■ TASK ITEM: Among the lines of the records, please find those that contain the word "assume" and copy them.

■ SOURCE MATERIAL:
* * *

PR #925, opened 2020-01-13
RFC: example implementation of combined constructs

DavidTruby:
This is a possible way of implementing combined constructs without repetition, by outlining the set of accepted clauses for each construct as a static constexpr variable that can be reused.
If other people think this is an acceptable way to move forward then I will implement all the constructs this way and push that as one PR with comments explaining what this does, so don't merge this PR.

PS. ignore the char-block changes, those are in a separate PR but I need them to be able to build on my system.

### DIFF
--- a/lib/semantics/check-omp-structure.cc
+++ b/lib/semantics/check-omp-structure.cc
@@ -56,6 +56,17 @@ static constexpr OmpDirectiveSet targetSet{OmpDirective::TARGET,
     OmpDirective::TARGET_TEAMS_DISTRIBUTE_PARALLEL_DO_SIMD,
     OmpDirective::TARGET_TEAMS_DISTRIBUTE_SIMD};
 
+static constexpr inline OmpClauseSet targetAllowedClauses{OmpClause::IF,
+    OmpClause::PRIVATE, OmpClause::FIRSTPRIVATE, OmpClause::MAP,
+    OmpClause::IS_DEVICE_PTR, OmpClause::DEPEND};
+static constexpr inline OmpClauseSet targetAllowedOnceClauses{
+    OmpClause::DEVICE, OmpClause::DEFAULTMAP, OmpClause::NOWAIT};
+
+static constexpr inline OmpClauseSet teamsAllowedClauses{OmpClause::PRIVATE,
+    OmpClause::FIRSTPRIVATE, OmpClause::SHARED, OmpClause::REDUCTION};
+static constexpr inline OmpClauseSet teamsAllowedOnceClauses{
+    OmpClause::NUM_TEAMS, OmpClause::THREAD_LIMIT, OmpClause::DEFAULT};
+
 std::string OmpStructureChecker::ContextDirectiveAsFortran() {
   auto dir{EnumToString(GetContext().directive)};
   std::replace(dir.begin(), dir.end(), '_', ' ');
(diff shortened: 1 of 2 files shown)


DavidTruby:
I don't know enough about tablegen to know whether that'd be a good approach to be honest. I did it this way as it doesn't require a lot of change to the current code.

As regards additional restrictions (e.g. forbid branching out) we can also outline those into functions that are called in both places too. 

One can't necessarily just add together the restrictions for combined constructs, as I believe some restrictions contradict each other (and the spec says which ones you should allow for each combined construct).

lib/semantics/check-omp-structure.cc
```diff
@@ -56,6 +56,17 @@ static constexpr OmpDirectiveSet targetSet{OmpDirective::TARGET,
     OmpDirective::TARGET_TEAMS_DISTRIBUTE_PARALLEL_DO_SIMD,
     OmpDirective::TARGET_TEAMS_DISTRIBUTE_SIMD};
 
+static constexpr inline OmpClauseSet targetAllowedClauses{OmpClause::IF,
```
ichoyjx: They're already sets of clauses, I think we can drop the `clauses` from variable name: `targetAllowed`.

ichoyjx:
David and I discussed this method and we think it's handy to utilize the feature of `EnumSet`, we could do something like `parallelAllowedOnce + doAllowedOnce - NoWait` for `parallel do` directive.

lib/semantics/check-omp-structure.cc
sscalpone: I prefer the name to says what it is, so I prefer targetAllowedClauses.

sscalpone:
Did you consider organizing the information by clause, where the entries form the list of constructs where the clause is required, allowed once, or allowed multiple times.  Such a table could also encode information about the clause parameters as well.

DavidTruby:
The reason I chose to do it this way rather than using a table (which I assume would be a std::map or similar?) is that these static inline constexpr variables can be resolved at compile time and without writing a separate constructor.
In order to construct a table presumably we would need to either build it in the constructor of this class, which would mean that it would run each time a new instance is created, or it would need to be a static variable with a non-trivial constructor, something which is forbidden by LLVM.
I agree that a table/map would be nicer conceptually and would avoid introducing so many new variables, but for these reasons I thought doing it this way would be better.
I hope that explains the rationale?

klausler:
> The reason I chose to do it this way rather than using a table (which I assume would be a std::map or similar?) is that these static inline constexpr variables can be resolved at compile time and without writing a separate constructor.
> In order to construct a table presumably we would need to either build it in the constructor of this class, which would mean that it would run each time a new instance is created, or it would need to be a static variable with a non-trivial constructor, something which is forbidden by LLVM.
> I agree that a table/map would be nicer conceptually and would avoid introducing so many new variables, but for these reasons I thought doing it this way would be better.
> I hope that explains the rationale?

If you need to, you can create a data structure on its first reference.  But I prefer the constexprs.

DavidTruby:
@sscalpone are you happy for me to go ahead with implementing these this way?

sscalpone:
You are closer to the implementation than I am, so my advice is fairly generic:  Organizing the data into one or two tables may be easier to understand, modify, use, and maintain. The model I have in mind is the tables and code used for intrinsics.
```
static const IntrinsicInterface genericIntrinsicFunction[]
```
and related in `lib/evaluate/intrinsics.cc`.

I just want to make sure you've consider that kind of organization.  It is proving to be *very* handy for intrinsics -- concise, clear, and easy to maintain.

DavidTruby:
The difference between here and the intrinsics tables is that the way we need to access the clause sets is quite different here. In this case if we used an array such as is used there, we would end up with a lot of magic numbers accessing the fields since we aren't iterating over the fields but rather need random access of them. So in this particular case I think just having separate variables is a little clearer.

lib/semantics/check-omp-structure.cc
klausler: Why are these variables declared `inline`?

DavidTruby: I wanted to signal that I didn't really want these variables to be present in the generated binary, however after checking the standard I realise a) that's not how inline variables work and b) constexpr implies inline anyway. I'll remove this when I do the actual implementation.

PR #926, opened 2020-01-13
BLOCK DATA semantics

klausler:
Check semantics on `BLOCK DATA` subprograms.

### DIFF
--- a/lib/semantics/check-declarations.cc
+++ b/lib/semantics/check-declarations.cc
@@ -17,7 +17,6 @@
 #include "../evaluate/check-expression.h"
 #include "../evaluate/fold.h"
 #include "../evaluate/tools.h"
-#include <algorithm>
 
 namespace Fortran::semantics {
 
@@ -925,6 +924,10 @@ void CheckHelper::CheckEquivalenceSet(const EquivalenceSet &) {
 
 void CheckHelper::CheckBlockData(const Scope &scope) {
   // BLOCK DATA subprograms should contain only named common blocks.
+  // C1415 presents a list of statements that shouldn't appear in
+  // BLOCK DATA, but so long as the subprogram contains no executable
+  // code and allocates no storage outside named COMMON, we're happy
+  // (e.g., an ENUM is strictly not allowed).
   for (const auto &pair : scope) {
     const Symbol &symbol{*pair.second};
     if (!(symbol.has<CommonBlockDetails>() || symbol.has<UseDetails>() ||
--- a/lib/semantics/check-declarations.cc
+++ b/lib/semantics/check-declarations.cc
@@ -17,6 +17,7 @@
 #include "../evaluate/check-expression.h"
 #include "../evaluate/fold.h"
 #include "../evaluate/tools.h"
+#include <algorithm>
 
 namespace Fortran::semantics {
 
@@ -69,6 +70,9 @@ private:
   bool CheckDefinedAssignmentArg(const Symbol &, const DummyArgument &, int);
   void CheckSpecificsAreDistinguishable(
       const Symbol &, const GenericDetails &, const std::vector<Procedure> &);
+  void CheckEquivalenceSet(const EquivalenceSet &);
+  void CheckBlockData(const Scope &);
+
   void SayNotDistinguishable(
       const SourceName &, GenericKind, const Symbol &, const Symbol &);
   bool InPure() const {
@@ -341,6 +345,18 @@ void CheckHelper::CheckObjectEntity(
         messages_.Say(
             "non-POINTER dummy argument of pure subroutine must have INTENT() or VALUE attribute"_err_en_US);
       }
+    }
+  }
+  if (symbol.owner().kind() != Scope::Kind::DerivedType &&
+      IsInitialized(symbol)) {
+    if (details.commonBlock()) {
+      if (details.commonBlock()->name().empty()) {
+        messages_.Say(
+            "A variable in blank COMMON should not be initialized"_en_US);
+      }
+    } else if (symbol.owner().kind() == Scope::Kind::BlockData) {
+      messages_.Say(
+          "An initialized variable in BLOCK DATA must be in a COMMON block"_err_en_US);
     }
   }
 }
@@ -889,11 +905,38 @@ void CheckHelper::Check(const Scope &scope) {
   } else if (scope.IsDerivedType()) {
     return;  // PDT instantiations have null symbol()
   }
+  for (const auto &set : scope.equivalenceSets()) {
+    CheckEquivalenceSet(set);
+  }
   for (const auto &pair : scope) {
     Check(*pair.second);
   }
   for (const Scope &child : scope.children()) {
     Check(child);
+  }
+  if (scope.kind() == Scope::Kind::BlockData) {
+    CheckBlockData(scope);
+  }
+}
+
+void CheckHelper::CheckEquivalenceSet(const EquivalenceSet &) {
+  // TODO: Move C8106 (&al.) checks here from resolve-names-utils.cc
+}
+
+void CheckHelper::CheckBlockData(const Scope &scope) {
+  // BLOCK DATA subprograms should contain only named common blocks.
+  for (const auto &pair : scope) {
+    const Symbol &symbol{*pair.second};
+    if (!(symbol.has<CommonBlockDetails>() || symbol.has<UseDetails>() ||
+            symbol.has<UseErrorDetails>() || symbol.has<DerivedTypeDetails>() ||
+            symbol.has<SubprogramDetails>() ||
+            symbol.has<ObjectEntityDetails>() ||
+            (symbol.has<ProcEntityDetails>() &&
+                !symbol.attrs().test(Attr::POINTER)))) {
+      messages_.Say(symbol.name(),
+          "'%s' may not appear in a BLOCK DATA subprogram"_err_en_US,
+          symbol.name());
+    }
   }
 }
 
--- a/lib/semantics/check-declarations.cc
+++ b/lib/semantics/check-declarations.cc
@@ -935,7 +935,7 @@ void CheckHelper::CheckEquivalenceSet(const EquivalenceSet &set) {
       if (&object != &*iter) {
         if (auto *details{object.symbol.detailsIf<ObjectEntityDetails>()}) {
           if (details->commonBlock()) {
-            if (details->commonBlock() != &commonBlock) {
+            if (details->commonBlock() != &commonBlock) {  // 8.10.3 paragraph 1
               if (auto *msg{messages_.Say(object.symbol.name(),
                       "Two objects in the same EQUIVALENCE set may not be members of distinct COMMON blocks"_err_en_US)}) {
                 msg->Attach(iter->symbol.name(),
@@ -950,7 +950,8 @@ void CheckHelper::CheckEquivalenceSet(const EquivalenceSet &set) {
             }
           } else {
             // Mark all symbols in the equivalence set with the same COMMON
-            // block
+            // block to prevent spurious error messages about initialization
+            // in BLOCK DATA outside COMMON
             details->set_commonBlock(commonBlock);
           }
         }
--- a/lib/semantics/check-declarations.cc
+++ b/lib/semantics/check-declarations.cc
@@ -354,8 +354,13 @@ void CheckHelper::CheckObjectEntity(
             "A variable in blank COMMON should not be initialized"_en_US);
       }
     } else if (symbol.owner().kind() == Scope::Kind::BlockData) {
-      messages_.Say(
-          "An initialized variable in BLOCK DATA must be in a COMMON block"_err_en_US);
+      if (IsAllocatable(symbol)) {
+        messages_.Say(
+            "An ALLOCATABLE variable may not appear in a BLOCK DATA subprogram"_err_en_US);
+      } else {
+        messages_.Say(
+            "An initialized variable in BLOCK DATA must be in a COMMON block"_err_en_US);
+      }
     }
   }
 }
--- a/lib/semantics/check-declarations.cc
+++ b/lib/semantics/check-declarations.cc
@@ -17,6 +17,7 @@
 #include "../evaluate/check-expression.h"
 #include "../evaluate/fold.h"
 #include "../evaluate/tools.h"
+#include <algorithm>
 
 namespace Fortran::semantics {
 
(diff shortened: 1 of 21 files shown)


lib/semantics/check-declarations.cc
```diff
@@ -889,12 +905,39 @@ void CheckHelper::Check(const Scope &scope) {
...
+    const Symbol &symbol{*pair.second};
+    if (!(symbol.has<CommonBlockDetails>() || symbol.has<UseDetails>() ||
+            symbol.has<UseErrorDetails>() || symbol.has<DerivedTypeDetails>() ||
+            symbol.has<SubprogramDetails>() ||
+            symbol.has<ObjectEntityDetails>() ||
+            (symbol.has<ProcEntityDetails>() &&
+                !symbol.attrs().test(Attr::POINTER)))) {
+      messages_.Say(symbol.name(),
+          "'%s' may not appear in a BLOCK DATA subprogram"_err_en_US,
+          symbol.name());
```
tskeith: There are a bunch of declaration-constructs that are prohibited by C1415 and I don't think they can all be detected by looking at the symbols. import-stmt and access-stmt are caught in `resolve-names.cc` but there are more like that.

lib/semantics/check-return.cc
```diff
@@ -33,18 +30,17 @@ void ReturnStmtChecker::Leave(const parser::ReturnStmt &returnStmt) {
...
-  if (!subprogramScope) {
-    context_.Say(
-        "RETURN must in the inclusive scope of a SUBPROGRAM"_err_en_US);
-    return;
-  }
-  if (returnStmt.v && subprogramScope->kind() == Scope::Kind::Subprogram) {
-    if (IsFunction(*subprogramScope->GetSymbol())) {
-      context_.Say(
-          "RETURN with expression is only allowed in SUBROUTINE subprogram"_err_en_US);
+  if (const auto *subprogramScope{FindContainingSubprogram(scope)}) {
```
CarolineConcatto: Which Block Data clause is this?

lib/semantics/resolve-names.cc
```diff
@@ -2790,6 +2791,22 @@ Symbol &SubprogramVisitor::PushSubprogramScope(
   return *symbol;
 }
```
CarolineConcatto: It would be nice if we could know what clause of the standard are you implementing

test/semantics/block-data01.f90
```diff
@@ -0,0 +1,13 @@
+block data foo
+  real :: pi = asin(-1.0) ! ok
```
CarolineConcatto: Would be nice again to write the clauses you are testing here.

lib/semantics/check-declarations.cc
```diff
@@ -17,6 +17,7 @@
 #include "../evaluate/check-expression.h"
 #include "../evaluate/fold.h"
 #include "../evaluate/tools.h"
+#include <algorithm>
```
tskeith: Is this needed?

lib/semantics/resolve-names.cc
```diff
@@ -5044,6 +5070,9 @@ bool ResolveNamesVisitor::Pre(const parser::ImportStmt &x) {
       return false;
     }
     break;
```
CarolineConcatto: It would be nice if you add which part of the standard are you implementing!
It is not clause C1614.

lib/semantics/check-return.cc
```diff
@@ -33,18 +30,17 @@ void ReturnStmtChecker::Leave(const parser::ReturnStmt &returnStmt) {
...
+    if (returnStmt.v && subprogramScope->kind() == Scope::Kind::Subprogram) {
+      if (IsFunction(*subprogramScope->GetSymbol())) {
+        context_.Say(
+            "RETURN with expression is only allowed in SUBROUTINE subprogram"_err_en_US);
+      }
     }
+  } else {
+    context_.Say(
+        "RETURN must be in the inclusive scope of a subprogram"_err_en_US);
```
psteinfeld: I didn't see a test case for this condition.

lib/semantics/check-declarations.cc
klausler: Not any more; thanks.  I was using `std::find_if()` for a while.

lib/semantics/check-declarations.cc
klausler: So long as nothing in the `BLOCK DATA` generates any code or any allocates any storage not in `COMMON`, I don't think that we should care.

lib/semantics/resolve-names.cc
```diff
@@ -2790,6 +2791,22 @@ Symbol &SubprogramVisitor::PushSubprogramScope(
   return *symbol;
 }
 
+Symbol &SubprogramVisitor::PushBlockDataScope(const parser::Name &name) {
```
psteinfeld: This function is only called from one place that doesn't use its return value.  Should it just return void?

lib/semantics/check-declarations.cc
tskeith: I think we want, at least optionally, a strict standard-checking mode. But maybe it's not very high priority.

lib/semantics/resolve-names.cc
```diff
@@ -5044,6 +5070,9 @@ bool ResolveNamesVisitor::Pre(const parser::ImportStmt &x) {
       return false;
     }
     break;
+  case Scope::Kind::BlockData:
+    Say("IMPORT is not allowed in a BLOCK DATA subprogram"_err_en_US);
```
psteinfeld: I didn't see a test that produces this message.

lib/semantics/check-return.cc
klausler: It is not a `BLOCK DATA` clause.  It is cleaning up some code that I noticed could be improved after implementing changes to `FindProgramUnitContaining()` and searching for all of the sites in the code that should use it.  The `FindContainingSubprogram()` function in `lib/semantics/check-return.cc` could be written in terms of `FindProgramUnitContaining()` and reduce its tight coupling with internals of the scope tree, so I did so.

lib/semantics/resolve-names.cc
klausler: `BLOCK DATA` is in clause 14.3.

test/semantics/block-data01.f90
klausler: Done.

lib/semantics/resolve-names.cc
klausler: There is no constraint C1614.  The exclusion of `IMPORT` from `BLOCK DATA` is implied by C1415.  I added a comment.

lib/semantics/check-return.cc
CarolineConcatto: Ok

lib/semantics/resolve-names.cc
```diff
@@ -2790,6 +2791,22 @@ Symbol &SubprogramVisitor::PushSubprogramScope(
...
 
+Symbol &SubprogramVisitor::PushBlockDataScope(const parser::Name &name) {
+  if (auto *prev{FindSymbol(name)}) {
+    if (prev->attrs().test(Attr::EXTERNAL) && prev->has<ProcEntityDetails>()) {
+      if (prev->test(Symbol::Flag::Subroutine) ||
+          prev->test(Symbol::Flag::Function)) {
+        Say2(name, "BLOCK DATA '%s' has been called"_err_en_US, *prev,
+            "Previous call of '%s'"_en_US);
+      }
+      EraseSymbol(name);
```
CarolineConcatto: Are you erasing the symbol because EXTERNAL cannot be in BlockData? If yes, are we printing the error message?

lib/semantics/resolve-names.cc
CarolineConcatto: Ops! Sorry. I mean C1416.
A type declaration statement in  ablock-data specification-part shall not contain ALLOCATABLE, EXTERNAL,or BIND attribute specifiers.
But, yes I remember that IMPORT cannot be inside BLOCK DATA. If I am correct it is in another part of the standard

lib/semantics/check-return.cc
klausler: There should have already been one, but I couldn't find it, so I'll add one.

klausler: Or I'll delete the message, since it could only be produced in a program already eliciting parsing errors about an executable part in a `MODULE`, `SUBMODULE`, or `BLOCK DATA` program unit.

lib/semantics/resolve-names.cc
klausler: Sure.

lib/semantics/resolve-names.cc
CarolineConcatto: Ok, I am wrong, this is the implementation of:
There shall not be more than one unnamed block data program unit in a program.

klausler:
> I believe that would be nice if you could point which parts of the standard were implemented.
> I cannot see C1414, being implemented. Should this be implemented in resolve-names.cc?
> Am I wrong or the clause C1415 was not fully implemented?
> What about the same common block name not being called in a another Block Data?

C1414 was already implemented in `resolve-labels.cc`.
C1415 is implemented indirectly in `check-declarations.cc`.
The requirement that the same common block not be initialized in multiple subprograms must be checked at link time.

lib/semantics/check-return.cc
tskeith: What about in a `PROGRAM`? Are we allowing that as an extension?

klausler: GNU Fortran, PGI, and XLF accept it.  Intel Fortran and NAG do not.  So we probably should.

DavidTruby:
It looks from the CI like this is regressing a unit test (`altreturn05.f90`)
I haven't looked in to why this is, is it an expected regression?

lib/semantics/check-declarations.cc
sscalpone: If there's a todo here, please add a TODO.

CarolineConcatto: Yes, I believe it would be nice to have a TODO of what is not yet implemented

I have tried this small code with block data and it is passing. Is that correct? Shouldn't the compiler print an error when using External and BIND?

block data  bd1_c1416
    integer, external :: beta
end block data bd1_c1416

block data bd2_c1416
  integer, bind(C) :: x
end block data bd2_c1416

In my mind this could be implemented inside resolve-names.cc in by checking for 
(Attr::EXTERNAL) and (Attr::BIND_C) when inside BlockData no?

lib/semantics/check-declarations.cc
```diff
@@ -343,6 +347,18 @@ void CheckHelper::CheckObjectEntity(
...
     }
   }
+  if (symbol.owner().kind() != Scope::Kind::DerivedType &&
+      IsInitialized(symbol)) {
+    if (details.commonBlock()) {
+      if (details.commonBlock()->name().empty()) {
+        messages_.Say(
+            "A variable in blank COMMON should not be initialized"_en_US);
+      }
+    } else if (symbol.owner().kind() == Scope::Kind::BlockData) {
```
CarolineConcatto: Is the error message that the compiler prints important?

When I run this test:
block data test
  integer, allocatable :: t1
end block data
It prints the message:
An initialized variable in BLOCK DATA must be in a COMMON block

The compiler is behaving correctly by printing an error message. 
But is this an initialization of the variable? I guess you could say yes because it dynamically allocates space for the array.
But allocatable is also in the clause C1416. 
Gfortran prints:
ALLOCATABLE attribute not allowed in BLOCK DATA program unit at
Is that a way to make the message more clear?

With the current message the user would try to solve by adding in the common, and it will not work because allocatable is not allowed in common.

lib/semantics/check-return.cc
```diff
@@ -33,18 +30,16 @@ void ReturnStmtChecker::Leave(const parser::ReturnStmt &returnStmt) {
...
-  if (!subprogramScope) {
-    context_.Say(
-        "RETURN must in the inclusive scope of a SUBPROGRAM"_err_en_US);
-    return;
-  }
-  if (returnStmt.v && subprogramScope->kind() == Scope::Kind::Subprogram) {
-    if (IsFunction(*subprogramScope->GetSymbol())) {
+  if (const auto *subprogramScope{FindContainingSubprogram(scope)}) {
+    if (returnStmt.v &&
+        (subprogramScope->kind() == Scope::Kind::MainProgram ||
```
CarolineConcatto: Could you add here also for Block Data the same message.
Is it possible to test  Scope::Kind::BlockData?
When I run this test
block data bdpointer
  common /test/ t1
  return t1
end block data
It shows the standard message that I did something wrong, but nothing specific as saying return only in a subroutine.

lib/semantics/resolve-names.cc
```diff
@@ -2790,6 +2791,25 @@ Symbol &SubprogramVisitor::PushSubprogramScope(
...
+    }
+  }
+  if (name.source.empty()) {
+    // Don't let unnamed BLOCK DATA conflict with unnamed PROGRAM
+    PushScope(Scope::Kind::BlockData, nullptr);
```
CarolineConcatto: According to the standard:
There shall not be more than one unnamed block data program unit in a program.
But this test is working:
block data
  common /test/ t1
end block data

block data
  integer x
end block data

lib/semantics/tools.cc
```diff
@@ -617,6 +618,28 @@ bool CanBeTypeBoundProc(const Symbol *symbol) {
   }
 }
 
+bool IsInitialized(const Symbol &symbol) {
```
CarolineConcatto: I don't know if IsInitialized that is not getting when DATA is being used or if is the check in check-declarations.cc.
But this test:
BLOCK DATA DBAXES
      !BLOCK DATA element ‘ifail’ at (1) must be in COMMON
      Integer ifail
      COMMON /CBAXES/I,J,K
      DATA I,J,K,ifail /1,2,3,4/
END block data DBAXES
Is passing, when it shouldn't, correct?

klausler: We haven't implemented `DATA` statement semantics yet, but I can catch this particular case.

lib/semantics/resolve-names.cc
klausler: This "shall" requirement in the standard is something that can't be checked until link time.

lib/semantics/check-declarations.cc
klausler: `ALLOCATABLE` variables are initialized to the unallocated state.

I will improve the message.

klausler:
> It looks from the CI like this is regressing a unit test (`altreturn05.f90`)
> I haven't looked in to why this is, is it an expected regression?
> It seems like that test got added to the default run a couple of commits ago.

It is a new test, and it passes for my builds here.

lib/semantics/check-return.cc
klausler: A `BLOCK DATA` subprogram cannot contain any executable statements.  This restriction is implemented in the parser.

tskeith:
> > It looks from the CI like this is regressing a unit test (`altreturn05.f90`)
> > I haven't looked in to why this is, is it an expected regression?
> > It seems like that test got added to the default run a couple of commits ago.
> 
> It is a new test, and it passes for my builds here.

I see the same problem. `altreturn05.f90` was added to the cmake file but the file doesn't exist.

klausler:
> > > It looks from the CI like this is regressing a unit test (`altreturn05.f90`)
> > > I haven't looked in to why this is, is it an expected regression?
> > > It seems like that test got added to the default run a couple of commits ago.
> > 
> > 
> > It is a new test, and it passes for my builds here.
> 
> I see the same problem. `altreturn05.f90` was added to the cmake file but the file doesn't exist.

I neglected to `git add` it.

lib/semantics/tools.cc
CarolineConcatto: Nice!

lib/semantics/resolve-names.cc
CarolineConcatto: Even if they are in the same file?

lib/semantics/check-declarations.cc
CarolineConcatto: Thanks.

lib/semantics/resolve-names.cc
klausler: `SayAlreadyDeclared`  emits an error message; it doesn't check anything.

* * *

■ TASK RESULT:
The reason I chose to do it this way rather than using a table (which I assume would be a std::map or similar?) is that these static inline constexpr variables can be resolved at compile time and without writing a separate constructor.
> The reason I chose to do it this way rather than using a table (which I assume would be a std::map or similar?) is that these static inline constexpr variables can be resolved at compile time and without writing a separate constructor.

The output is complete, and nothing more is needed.